Dear all,
I am trying to implement the so-called “wordfish model” in Stan. The model is a variant of a poisson ideal point model or poisson or multinomial IRT model, which is primarily applied in political science. The goal is to estimate the political position of parties or politicians based on the words, which they use in political texts (e.g., party manifestos or speeches). The data is typically organized in a document-feature-matrix, where rows are political texts, columns are features (e.g., words, word stems, n-grams), and cells contain counts (how often has party i used feature j?).
The counts are modelled as
counts_i,j ~ poisson(exp(alpha_i + psi_j + beta_j * theta_i)
,
where alpha
is a vector of document fixed effects, psi
is a vector of feature fixed effects, beta
contains the feature positions and theta
contains the document positions (following the notation of quanteda::textmodel_wordfish()
).
The first implementation (which I am aware of) is Slapin & Proksch (2008), implementation with EM in R here. A more sophisticated implementation of the EM solution in C++ (via RCPP) is the textmodel_wordfish()
function in the Quanteda package.
I want to implement a Stan version because (a) the existing versions are primarily interested in theta
and therefore do not provide standard errors for the other parameters, (b) the standard errors seem to be rather small in many applications, which let’s me believe that the uncertainties are not completely propagated throughout the whole model, and © I want to be able expand the model, e.g. a hierarchical model with politicians in parties.

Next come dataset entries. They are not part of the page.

PR #8500, opened 2019-12-18
fix pps

SwampDragons:
@nywilken  Found a bug where hcl2 would delete original artifacts even if no postprocessors were being run. 

Fixed it. 

Also removed the UI warning about deprecating template json. Given that HCL2 is still rough and not fully feature-complete, I don't want to get users riled up over a deprecation that's likely over a year away still.


azr:
Ah I see now ! I changed this recently and was always testing with post-processors by then 🤦‍♂ 

Super good catch !

nywilken:
Nice fix @SwampDragons :+1: I tested things locally and all images are accounted for.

The good news is that the basic model is straightforward to implement in Stan (wordfish_discourse.stan for replication below):
data {
int<lower=1> I; // Number of documents
int<lower=1> J; // Number of features
int<lower=1> N; // Number of counts (I * J in most cases)
int<lower=0> counts[N]; // long vector of counts
int<lower=1,upper=I> docs[N]; // index document to count
int<lower=1,upper=J> features[N]; // index feature to count
}
parameters {
vector[I] theta; // Document position
vector[I] alpha; // Document fixed effects
vector[J] beta; // Feature position
vector[J] psi; // Feature fixed effects
}
model {
vector[N] lambda;
for (n in 1:N)
lambda[n] = alpha[docs[n]] + psi[features[n]] + beta[features[n]] * theta[docs[n]]; // actually, log_lambda
alpha ~ normal(0, 10); // non-informative
psi ~ normal(0, 10); // non-informative
beta ~ normal(0, 3); // some regularization like quanteda model
theta ~ normal(0, 1); // identify model with unit normal prior
counts ~ poisson_log(lambda); // poisson ideal point model
}
generated quantities {
vector[I] theta_std = (theta - mean(theta)) / sd(theta); // standardize theta for comparison with quanteda::wordfish()
}
The model is reasonably fast and recovers very similar parameter values as quanteda::textmodel_wordfish()
in quite a few test cases (if there is no reflection invariance). The uncertainties of all parameters are also sensible. A simple example is included in the attachment.
The bad news is that I did not yet succeed in fixing the reflection invariance, that is, the chains converge to symmetric solutions where the documents are in exactly the opposite direction, but with about equal distances in theta
, the same for the features in beta
.
What I have tried so far (wordfish2.stan contains the commented out variations):
- Splitting
theta
into ordered[2] and vector[I-2] and ordering the input data such that document 1 is plausibly to the left of document 2. Code:
parameters {
ordered[2] theta_dir;
vector[I-2] theta_rest;
...
transformed parameters {
vector[I] theta = append_row(theta_dir, theta_rest);
...
model {
...
theta_dir ~ normal(0, 1);
theta_rest ~ normal(0, 1);
This prevents reflection invariance, but there are frequently solutions where theta_1 and theta_2 are estimated to be basically identical, with only a marginal distance to satisfy the order constraint. The same thing happens with an order constraint on beta
or on both theta
and beta
.
- Using an indicator for the most left and right documents and constraining its relationship with theta to be positive (as recommended in Gelman/Hill, p. 318). Code:
data {
...
vector<lower=-1,upper=1>[I] left_right; // c(-1, 1, rep(0, (I-2)))
parameters {
...
real<lower=0> b1;
model {
...
theta ~ normal(b1 * left_right, 1);
b1 ~ normal(0, 10);
...
This does not prevent reflection invariance at all.
- Priors with means -1 and 1 for the first two values of
theta
. Code:
model {
...
theta[1] ~ normal(-1, 1);
theta[2] ~ normal(1, 1);
for (i in 3:I) theta[i] ~ normal(0, 1);
This does not prevent reflection invariance at all.
In addition, I have set sum-to-zero constraints or have set one value to zero in psi and/or alpha. These constraints are not to fix the reflection invariance but are used in other implementations for identification.
Any ideas how to fix the reflection invariance are highly appreciated!